→ **WORK ITEM**
Copy each line below that has "opened".

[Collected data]
• • • •

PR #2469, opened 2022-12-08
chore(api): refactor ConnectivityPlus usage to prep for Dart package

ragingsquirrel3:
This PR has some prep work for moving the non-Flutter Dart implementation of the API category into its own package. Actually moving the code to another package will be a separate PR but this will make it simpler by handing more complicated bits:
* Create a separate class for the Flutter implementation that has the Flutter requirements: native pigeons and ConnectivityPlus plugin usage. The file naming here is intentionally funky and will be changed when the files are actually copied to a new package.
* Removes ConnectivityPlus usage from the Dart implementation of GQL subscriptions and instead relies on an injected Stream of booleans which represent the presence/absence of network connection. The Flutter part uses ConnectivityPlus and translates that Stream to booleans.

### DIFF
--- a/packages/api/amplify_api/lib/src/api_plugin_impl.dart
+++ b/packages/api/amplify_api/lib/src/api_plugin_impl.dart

• • • •

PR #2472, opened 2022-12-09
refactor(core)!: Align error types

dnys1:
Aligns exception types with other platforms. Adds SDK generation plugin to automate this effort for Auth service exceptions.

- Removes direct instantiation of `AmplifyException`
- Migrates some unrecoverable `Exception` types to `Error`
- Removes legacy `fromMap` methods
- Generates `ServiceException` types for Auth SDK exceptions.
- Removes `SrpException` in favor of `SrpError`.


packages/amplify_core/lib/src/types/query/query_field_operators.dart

• • • •

→ **SOLUTION TO THIS PROBLEM**
PR #2469, opened 2022-12-08
PR #2472, opened 2022-12-09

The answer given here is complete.